→ **What to work on**
Go through the data below and return each line where the string "when" appears.

→ **Data to use**
PR #1716, opened 2025-04-07
[CI] Removed xfail mark from passing models

vkovinicTT:
### What's changed
Removed xfail mark from passing models.


nvukobratTT (approved):
Nice! Are there some OOM issues should consider as well?

PR #1718, opened 2025-04-07
[Ci] Skipping models with OOM problems

vkovinicTT:
### What's changed
- skipping models with OOM problems
- removed `xfail` from passing models

### DIFF
--- a/forge/test/models/onnx/text/ministral/test_ministral.py
+++ b/forge/test/models/onnx/text/ministral/test_ministral.py
@@ -16,7 +16,7 @@ variants = ["ministral/Ministral-3b-instruct"]
 
 
 @pytest.mark.nightly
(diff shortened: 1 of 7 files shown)


forge/test/models/onnx/text/ministral/test_ministral.py
```diff
@@ -16,7 +16,7 @@
 
 
 @pytest.mark.nightly
-@pytest.mark.xfail
+@pytest.mark.skip(reason="Out of memory")
```
nvukobratTT, line 19: To be more precise, let's mention that these are transient failures on CI (when a bunch of other models are run). Just in case is someone tries to run them, and don't hit OOM issues, to have a notion why this test is still skipped

PR #1734, opened 2025-04-08
[verification] optimize memory usage vol. 2

### LINKED ISSUE #1733: [verification] further optimize memory usage when calculating pcc/atol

→ **Task solution**
nvukobratTT, line 19: To be more precise, let's mention that these are transient failures on CI (when a bunch of other models are run). Just in case is someone tries to run them, and don't hit OOM issues, to have a notion why this test is still skipped
### LINKED ISSUE #1733: [verification] further optimize memory usage when calculating pcc/atol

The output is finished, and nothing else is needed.